18.04.2007 16:16 |

Atom-Vorsorge

Radioaktivitäts- Messtechnikübung in NÖ

Zu einer nicht alltäglichen Übung sind am Mittwoch zahlreiche internationale Experten in Eggendorf im Bezirk Wiener Neustadt in Niederösterreich zusammengekommen. Auf dem Katastrophenhilfe-Übungsplatz "Tritolwerk" des Bundesheeres beginnt eine insgesamt fünf Tage dauernde Internationale Messtechnikübung I.S.I.S (In-Situ Intercomparison Scenario). Geprobt werden zehn radioaktive Notfallsituationen.

"Einsätze in Notfallszenarien - Messung von Radioaktivität" so der Schwerpunkt der Übung, die in Wettbewerbsform durchgeführt wird. Indiziert wurde die am Montag gestartete Veranstaltung von den Austrian Research Center GmbH - ARC mit der Internationalen Atomenergiebehörde (IAEA) sowie der ABC-Abwehrschule des Bundesheeres. Die Tests basieren auf den Erfahrungen der InSitu Gammamesskampagnen sowie internationaler Strahlenschutzübungen. An dem Wettbewerb nehmen insgesamt 200 internationale und 100 heimische Experten teil.

Die Teilnehmer müssen dabei am speziell ausgestatteten Katastrophenübungsplatz des Bundesheeres an mehreren Schadstellen Dosisleistungsmessungen und gammaspektrometrische Messungen durchführen. 58 Mannschaften aus 25 Nationen sind vertreten. Die Teams stammen dabei unter anderem aus den USA, Australien, Iran, Israel, Japan, Italien, Spanien, Deutschland, Frankreich oder Österreich.

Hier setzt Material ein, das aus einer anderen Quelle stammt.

PR #4, opened 2024-02-19
standard dockerfile

efiShtain:
removed old docker resources (build directory)
added standard docker files (created using new docker init command)


compose.yaml
```diff
@@ -0,0 +1,49 @@
...
+# This service is built from the Dockerfile in the current directory.
+# You can add other services your application may depend on here, such as a
+# database or a cache. For examples, see the Awesome Compose repository:
+# https://github.com/docker/awesome-compose
+services:
+  server:
+    build:
+      context: .
+      target: final
+    command: ["up", "--mode=dev"]
```
daabr, line 15: Why dev mode? Even if experimental, the cloud instance should be the "full, real AK". More importantly, dev mode lacks data persistence and durability, which are critical for a non-local AK instance.

This includes: a Temporal server, DB(s) for Temporal and AK, and a Redis server for AK - all these components need to be independent and separate from day 1.

compose.yaml
```diff
@@ -0,0 +1,49 @@
...
+    ports:
+      - 9980:9980
+# The commented out section below is an example of how to define a PostgreSQL
```
daabr, line 18: "The commented out section below" - if it's not commented-out, why include it in this PR?

Also, we haven't decided yet on which DB to use, where, and how - this is scheduled for Wednesday, but if needed & possible we can discuss tomorrow too.

Lastly, all cloud configuration orchestration (i.e. meant to be used by us, not users) should be maintained in a non-public repo due to their sensitive nature. Or am I misunderstanding the purpose of this PR?

Dockerfile
```diff
@@ -0,0 +1,71 @@
...
+
+# Build the application.
+# Leverage a cache mount to /go/pkg/mod/ to speed up subsequent builds.
+# Leverage a bind mount to the current directory to avoid having to copy the
+# source code into the container.
+RUN --mount=type=cache,target=/go/pkg/mod/ \
+    --mount=type=bind,target=. \
+    CGO_ENABLED=0 go build -o /bin/ak ./cmd/ak
+
+################################################################################
```
itayd, line 26: remove example comments

compose.yaml
efiShtain: this is for developers who want to just start it and work with it, 
this is not a production compose

I will add more features to the compose file later to support a database and persistence temporal

compose.yaml
efiShtain: all cloud related stuff are in infrastructure repo, 
except for the dockerfile and this compose file which are standard in the main repo

itayd:
@daabr to approve

daabr (approved):

itayd (approved):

Erprobt werden soll aber auch die Kooperation untereinander und in Hinsicht auf die Zusammenarbeit mit staatlichen Organisationen Evaluierungen eingehoben werden. Ein weiterer Zweck ist außerdem, die internationalen Arbeitstechniken am Beispiel von Zwischenfällen mit radioaktivem Material zu dokumentieren und zu analysieren. Das Medieninteresse war bei einer vorweg gezeigten "Leistungsschau" äußerst rege. Besonders viele Vertreter hatten sich aus Japan eingefunden.